Usually, meeting the standards of being an accredited investor is a prerequisite for becoming an angel investor. This means that your earned income must be $200,000 or more for the past two years ($300,000 with a spouse) or your net worth, alone or with a spouse, must surpass $1 million in investable assets.

How much do I need to start as angel investor? ›

Only invest an amount that wouldn't be too painful to lose. Decide how much of your net worth you'd like to use to angel invest (consider 10% as a starting point, but that's personal preference). $10–25k checks are a good starting point.

How do I become an angel investor in Canada? ›

If an angel investor's role excites you, follow these steps to become one:
  1. Understand how angel investing works. ...
  2. Evaluate the risks involved. ...
  3. Learn about the regulations. ...
  4. Find potential investments. ...
  5. Consider joining a group or platform. ...
  6. Develop a financial strategy. ...
  7. Choose a valuation method. ...
  8. Funding sources.
Sep 30, 2022

What is the failure rate of angel investors? ›

50%-70% of individual angel investments result in a loss of some capital, according to the most authoritative academic data; the same is true for VC deals.

What is angel investment for dummies? ›

Angel investors usually invest in early-stage startups, where the potential for growth is high, but the risk is also high. Angel investors typically provide the startup with seed capital or early-stage funding to help them grow and develop their product or service.

Can anybody be an angel investor? ›

Anyone who has the money and the desire to provide funding for startups can be an angel investor.

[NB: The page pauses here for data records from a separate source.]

Issue #1826, opened 2015-04-01
Silently ignore DROP command denied to user during Codeception\Lib\Driver\MySql::cleanup()


Antnee:
To work around the fact that we only want Codeception to cleanup specific tables, rather than the entire MySQL database, I've created a specific user with privileges that allows access only to the required table. This works perfectly and the table is created and dropped between tests as expected and all other tables remain. I've then added an additional table that I don't want to be dropped and not granted the drop privilege. My tests now fail stating
```
(Exception in Db) SQLSTATE[42000]: Syntax error or access violation: 1142 DROP command denied to user 'test-user'@'hostname' for table 'test_readonly_table'
```
Would it be possible to catch this exception and continue with only a warning? Or add a flag that optionally enables this? I don't want to stop it dropping between tests, only for it to not completely fail if it's unable to delete a table that it can see. Ideally it would look at the current user's own privileges and not even try if it's not allowed to, but why manage it in Codeception when it's already handled in MySQL itself?

Antnee:
I've added this in for MySQL myself and submitted PR #1827 

Appreciate comments

Antnee:
I'm going to close this as we have two *competing* PRs on #1827 and #1831 and discussions therein

PR #1827, opened 2015-04-01
Do not error if unable to drop table during cleanup()

Antnee:
By adding `ignoredrop: true` to the MySQL DB module config, I can use MySQL permissions to prevent tables that I don't want to be dropped from actually being dropped. Previously this would've thrown an exception that would've failed my build. Now I can create a user for the test that has a drop privilege on the tables in my dump.sql, but not on the other tables.

I've not added to the other drivers since I don't have working installs for them, but presumably it would work in a similar fashion.

See #1826

### DIFF
--- a/src/Codeception/Lib/Driver/MySql.php
+++ b/src/Codeception/Lib/Driver/MySql.php
@@ -12,7 +12,7 @@ class MySql extends Db
                 $this->dbh->exec('drop table `' . $row[0] . '`');
             } catch (\PDOException $e) {
                 if ($ignoreDrop) {
-                    trigger_error('Unable to drop table '.$row[0].' during cleanup', E_WARNING);
+                    trigger_error('Unable to drop table '.$row[0].' during cleanup', E_USER_WARNING);
                 } else {
                     throw $e;
                 }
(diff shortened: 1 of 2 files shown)


DavertMik:
From my point of view this commit is too specific. There are few things prevents me from merging pull request. Cleanup method signature should be the same for all DB drivers (yes, its hard, however they all work through PDO), The option can be renamed to something more descriptive and general, like `ignore_errors`.

Maybe we could add `skip_tables` option to achieve the same?
That can be much cleaner solution

Antnee:
Fair points. How do you see `skip_tables` working? Are you suggesting a list of tables that `cleanup()` ignores? That solution seems more backwards to me. I just want to only drop the tables that I'm creating in my dump, so I'd prefer a `clean_tables` list instead.

`ignore_errors` would also suggest that all errors in that module would be ignored, which has the potential to create unexpected results. An `ignore_clean_errors` at least tells me what it's ignoring.

Personally, I like the idea of a list of `clean_tables`. If no list is provided then clean all the things. If all drivers are using PDO then a single method could `exec()` and do the whole try/catch and be called from each driver easily enough. Happy to implement that instead tomorrow if you like the idea?

DavertMik:
@Antnee I agree to your points. Will be waiting for your PR

PR #1831, opened 2015-04-02
Only cleanup specified tables - MySQL

Antnee:
Refs #1827 @DavertMik 

Config can now contain a `clean_tables` sequence of tables that will be cleaned during `cleanup()`. If this list is missing/empty then all tables will be cleaned. If it is not missing/empty then only tables in this sequence will be cleaned up. Other tables will be completely ignored unless also included in a provided dump. **This first implementation is ONLY for MySQL**

Example:
```yaml
modules:
    config:
        Db:
            dsn: 'mysql:host=myhostname;dbname=dbname'
            user: 'username'
            password: 'Pa5Sw0Rd!'
            dump: tests/_data/dump.sql
            populate: true
            cleanup: true
            clean_tables:
                - clean_me_one
                - clean_me_two
```

I've only implemented this in MySQL at the moment because the `cleanup()` methods for other DB drivers are quite different:

* The MySQL driver will get a list of tables that are available and iterate over them and check that either `clean_tables` is missing or that the current table is in the `clean_tables` array. This is checked by `Db::shouldCleanTable()`, which returns `true` if the table should be dropped, and `false` if not.
* The MsSQL and SqlSrv drivers create a cursor that moves through all tables dropping as it goes. This would need that query updating to say something like `if @tablename NOT IN(table1, table2 ...) EXEC('DROP TABLE ' + @tablename) ... ` but I don't know enough about this engine to be able to write suitable SQL.
* The PostgreSQL driver runs three queries, each of which returns a complete DROP statement that can be executed later. That means that `Db::shouldCleanTable()` could not check a simple table name and would instead need to compare against the entire query, else we'll need to regex the query to get the table out and pass that through to `Db::shouldCleanTable()`. That's relatively straightforward, but a bit ugly.
* The Oracle driver also runs `cleanup()` similar to MsSQL where it loops through all triggers, tables and sequences and and drops immediately, never returning anything to PHP for us to process. This will mean that `Db::shouldCleanTable()` can't work.

So I'm submitting this actually as a work-in-progress for further feedback. I'm undecided about what the best solution is. I like this idea because we can easily configure in Codeception which tables we actually want to clean and disregard the rest, but it's difficult to implement in the other engines. I also like the previous idea (on #1827) because I can set the permissions on MySQL and just catch a `\PDOException` in PHP and continue as I was. If you like this solution then we'd need to find people who know a lot more about the various RDBMS engines in order to implement properly in each, or make it a MySQL only implementation for now, which I know you don't like.

Before I go any further, please let me know your thoughts.

Thanks

### DIFF
--- a/src/Codeception/Lib/Driver/Db.php
+++ b/src/Codeception/Lib/Driver/Db.php
@@ -102,6 +102,14 @@ class Db
     {
     }
 
+    protected function shouldCleanTable($table, array $cleanOnly=[])
+    {
+        if (empty($cleanOnly) || in_array($table, $cleanOnly)) {
+            return true;
+        }
+        return false;
+    }
+
     public function load($sql)
     {
         $query           = '';
--- a/src/Codeception/Lib/Driver/MySql.php
+++ b/src/Codeception/Lib/Driver/MySql.php
@@ -3,12 +3,14 @@ namespace Codeception\Lib\Driver;
 
 class MySql extends Db
 {
-    public function cleanup()
+    public function cleanup(array $cleanTables=[])
     {
         $this->dbh->exec('SET FOREIGN_KEY_CHECKS=0;');
         $res = $this->dbh->query("SHOW FULL TABLES WHERE TABLE_TYPE LIKE '%TABLE';")->fetchAll();
-        foreach ($res as $row) {
-            $this->dbh->exec('drop table `' . $row[0] . '`');
+        foreach ($res AS $row) {
+            if ($this->shouldCleanTable($row['0'], $cleanTables)) {
+                $this->dbh->exec('drop table `' . $row['0'] . '`');
+            }
         }
         $this->dbh->exec('SET FOREIGN_KEY_CHECKS=1;');
     }
--- a/src/Codeception/Module/Db.php
+++ b/src/Codeception/Module/Db.php
@@ -92,9 +92,10 @@ class Db extends \Codeception\Module implements \Codeception\Lib\Interfaces\Db
      * @var array
      */
     protected $config = [
-      'populate' => true,
-      'cleanup'  => true,
-      'dump'     => null
+      'populate'     => true,
+      'cleanup'      => true,
+      'dump'         => null,
+      'clean_tables' => [],
     ];
 
     /**
@@ -193,7 +194,7 @@ class Db extends \Codeception\Module implements \Codeception\Lib\Interfaces\Db
             if (!count($this->sql)) {
                 return;
             }
-            $this->driver->cleanup();
+            $this->driver->cleanup($this->config['clean_tables']);
         } catch (\Exception $e) {
             throw new ModuleException(__CLASS__, $e->getMessage());
         }


DavertMik:
Thanks for PR and detailed investigation. Let's hear what other think of this

Antnee:
Worth considering is the [DB module page docs](http://codeception.com/docs/modules/Db) which states the following:

* MySQL: stable
* SQLite: stable
* Postgres: beta
* MSSQL: alpha
* Oracle: alpha

Accordingly, we should prioritise MySQL and SQLite, but the rest could follow later

Antnee:
Apparently nobody has anything to say :) Any further thoughts, @DavertMik?

tiger-seo:
IMO, instead of new property, this should be additional case for `cleanup`, let me show what i mean  in example:
- to cleanup everything
```yaml
modules:
    config:
        Db:
            dsn: 'mysql:host=myhostname;dbname=dbname'
            user: 'username'
            password: 'Pa5Sw0Rd!'
            dump: tests/_data/dump.sql
            populate: true
            cleanup: true
```
- to cleanup only two defined tables
```yaml
modules:
    config:
        Db:
            dsn: 'mysql:host=myhostname;dbname=dbname'
            user: 'username'
            password: 'Pa5Sw0Rd!'
            dump: tests/_data/dump.sql
            populate: true
            cleanup:
                include:
                    - clean_me_one
                    - clean_me_two
```
- to cleanup everything, except defined tables
```yaml
modules:
    config:
        Db:
            dsn: 'mysql:host=myhostname;dbname=dbname'
            user: 'username'
            password: 'Pa5Sw0Rd!'
            dump: tests/_data/dump.sql
            populate: true
            cleanup:
                exclude:
                    - clean_me_one
                    - clean_me_two
```
so `cleanup` will be polimorphic; same approach is used by doctrine for mappings

oytuntez:
I agree with @tiger-seo, this is way cleaner and also backward-compatible.

One thing to note is that cleanup mechanism does not clean database procedures. For now I put a database drop on the dump file, however this feature may be worth looking at. The configuration block could be something like this:

```yaml
modules:
    config:
        Db:
            dsn: 'mysql:host=myhostname;dbname=dbname'
            user: 'username'
            password: 'Pa5Sw0Rd!'
            dump: tests/_data/dump.sql
            populate: true
            cleanup:
                exclude:
                    - dont_clean_me_one
                    - dont_clean_me_two
                procedures: true
```

`procedures` switch would be `false` by default to make it backward-compatible.

DavertMik:
I agree with @tiger-seo as well, I really like proposed configuration format.
Also I agree with proposals of @oytuntez 

But we have one question opened: who is going to implement that? ;)

Antnee:
I don't mind implementing for MySQL, but I'm not well placed to do the others.

@oytuntez also raises a point that somewhat relates to my own thoughts @tiger-seo's solution; if we're simply specifying what to include or exclude, we need to support all appropriate types; triggers, views, tables etc.

These also vary between between RDBMS in the current drivers. PostgreSQL, for example, drops tables, sequences and types. Oracle drops triggers, tables and sequences. MySQL just drops tables. My solution was to specifically state the types that you're deleting. I don't know if it's possible in the various engines to have different types with the same names (ie have a trigger called foo and a table called foo), but if it is then you would need to be explicit about which you want to delete. Hence my solution to have a `clean_tables` sequence which is *clearly* cleaning only the specified tables and nothing else. Maybe the solution is to be more like this:
```yaml
modules:
    config:
        Db:
            dsn: 'mysql:host=myhostname;dbname=dbname'
            user: 'username'
            password: 'Pa5Sw0Rd!'
            dump: tests/_data/dump.sql
            populate: true
            cleanup:
                tables:
                    - clean_me_table_one
                    - clean_me_table_two
                procedures:
                    - clean_me_proc_one
```

It could get very messy if we started putting in includes and excludes as well though. I worry that this is going to get out of hand if we're not careful. At the moment a cleanup wipes everything out, which is a heavy-handed solution IMHO. I'm not looking to create something massively complicated though, just to give a little more control without needing to keep dropping and recreating everything.

What do we think?

oytuntez:
I understand @Antnee's point of view; however, procedures and views are not data-containers, they are static elements to execute. So in practice, I believe nobody would care if they are cleaned and recreated as they won't have any data bound to themselves. I'd say we can safely remove all procedures, views, triggers -basically anything other than tables- and recreate them on test initialization. In this case, `include` and `exclude` switches would specify solely tables, and other elements would only have boolean fields.

How does this sound?

Antnee:
Hmmm, I see where you're coming from... I don't think it's terribly clear to the end user, but I agree with your position on the difference between tables and views/procedures etc.

I'm not entirely convinced that the exclude option is useful though and am concerned that it just adds additional complexity. What happens if someone specifies include and exclude? Exception? Assumption? If you've given a list of included tables then by definition you are excluding everything else so presumably you can ignore the excludes, but what if a table is included and excluded?

I haven't used Codeception for long but a bit of Googling tells me that the problem is that people only want a couple of tables to be cleaned but are finding the entire DB being cleaned, save for the tables specified in the dump. Being able to say "please only clean these tables" seems much more useful than "please clean all tables except..." 

Alternatively, the whole issue becomes more simplified and we just say "only run the dump between tests" and we ensure that the dump includes appropriate drops and creates. This requires a change to cleanup though as it will need to cease dropping anything which breaks BC

Antnee:
Another one that I've just thought of... What if the same DB is used by different test suites, and the Codeception tests are deleting all procedures (because `procedure:true`) and this deletes a procedure that is used by the other suite which isn't creating them? Not everyone has the ideal configuration of one DB per test suite. I don't like forcing a process through software. The software should bend to support the process IMHO

oytuntez:
@Antnee, I agree that  "please clean only these tables" sounds more practical. The other way around would probably be used less. But this also brings a paradigm: we get to decide the use case of the feature (is it inclusion or exclusion decision), instead of the actual user of the test suite. Still, not too bad; just not an "all in one" path.

Regarding the same DB usage... Hmm... Do you think Codeception is responsible with the preservation of this? If the DB is used in another external test suite, the user would need to mark `procedure: false` and handle the deletion externally as things seem messed up a little bit in her scenario.

***[20 minutes later]***

Hmm... What about standardizing everything under `cleanup`? Take a look at the example below. 

Basically, every category accepts two different value types: boolean, dictionary. 
- If boolean:
    - If true, remove all of the entities.
    - If false, leave them all.
- If dictionary:
    - If filter type is "include":
        - Remove the entities listed.
    - If filter type is "exclude":
        - Remove all except the entities listed.

Any other case throws an exception. And for the sake of flexibility, we could provide a magic _raw key to run an SQL file during cleanup process. If _raw is provided, we'll ignore everything else. This _raw idea is a long shot, but just my two cents :)

```yaml
            cleanup:
                tables: true
                tables:
                    filter: include
                    items:
                        - clean_me_table_one
                        - clean_me_table_two
                procedures: false
                procedures:
                    filter: exclude
                    items:
                        - dont_clean_me_proc_one
                        - dont_clean_me_proc_two
                views: true
                views:
                    filter: include
                    items:
                        - clean_me_view_one
                        - clean_me_view_two
                triggers: false
                triggers:
                    filter: exclude
                    items:
                        - dont_clean_me_trigger_one
                        - dont_clean_me_trigger_two
                _raw: tests/_data/cleanup.sql
```

Antnee:
Should we make an assumption about the filter value, or require that it's specified? I'm not sure that it's necessarily clear to an end user, but seems to cover most (all?) possibilities... Should it be possible to do a `cleanup: true` as well for BC?

oytuntez:
I think we should avoid even more optional values or assumptions. Even the scheme I suggested is accepting two different value types for one key, which isn't really the best... so I'd advise against `cleanup: true` for further confusion. Besides, currently `cleanup: true` is not removing procedures and stuff...

With the same thought flow, I'd suggest keeping "filter" as required to avoid confusion, just like you said. It's usually better to specify exact values, so that we can protect them in future versions.

What do you think?

Antnee:
Just worried about breaking BC. It may not currently clear procedures, but what if someone does a `composer update`? Otherwise, good...

oytuntez:
Oh, you're right. I completely forgot that. Do you think we should remove everything when `cleanup: true`, or just tables like in the current version?

Antnee:
Unless you want a gazillion issues raising, I think we should maintain current behaviour with `cleanup: true` and add the additional functionality only when the new structure is utilised

As before, I'm happy to write the foundation code and MySQL implementation, but will need someone else to implement for the other engines. I'd like to see if anyone else has any feedback before I spend a couple of hours coding it up though

oytuntez:
We'd never want them :) I agree we should keep the exact functionality that we have at the moment. The roadmap could seem something like this:

- Let's wait until next Monday for other suggestions. The repo is quite active, so this shorter time could be enough. Not sure though, please correct if too short.
- Implement the new structure. 
- Keep the current functionality. 
- Put deprecation notice for the current functionality.
- Update documentation, with an "unrecommended/deprecated" notice for `cleanup: true`.

I'll take SQLite implementation, including SqliteGeneral.

DavertMik:
Thanks! Sorry for delaying my comments on this. 

Please do the MySQL and SQLite implementations! That would be great. The only thing I'd ask you to push your changes into the new branch which I will create. So we could have those 2 RDBMses in one place. 

For Postges and others I propose to throw `NotImplemented` exceptions for now. What do you think?

DavertMik:
Please send your Pull Requests to https://github.com/Codeception/Codeception/tree/db-cleanup

Thanks

Antnee:
That works for me @DavertMik. I'm a little tied up at the moment so unable to implement now but will get on it ASAP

They are welcomed by cash-hungry entrepreneurs who can't get conventional bank loans or don't want the burden of big debt until their ideas take off.

Do you have to be wealthy to be an angel investor? ›

Angel investors are typically wealthy individuals or fellow entrepreneurs — rarely professional venture capitalists — who are willing to do whatever it takes to get a startup off the ground, which usually means money. In general, angel investing involves funding, advice and various kinds of management support.

How much equity do you need to offer angel investors? ›

The amount of equity angel investors typically seek averages around 20 percent, with some backers asking for as high as 50 percent stake in your startup.

What percent of angel investments fail? ›

50%-70% of individual angel investments result in a loss of some capital, according to the most authoritative academic data; the same is true for VC deals.

What is the average angel investment amount? ›

Angel rounds

Angel investors look for companies that have already built a product and are beyond the earliest formation stages, and they typically invest between $100,000 and $2 million in such a company.

What is the average return on AngelList? ›

The AngelList platform has generated returns, net of fees, of 26.5% per year for investors (LPs) dating back to 2013*. One might presume, then, that the typical AngelList startup investment returns 26.5% per year, with some variance.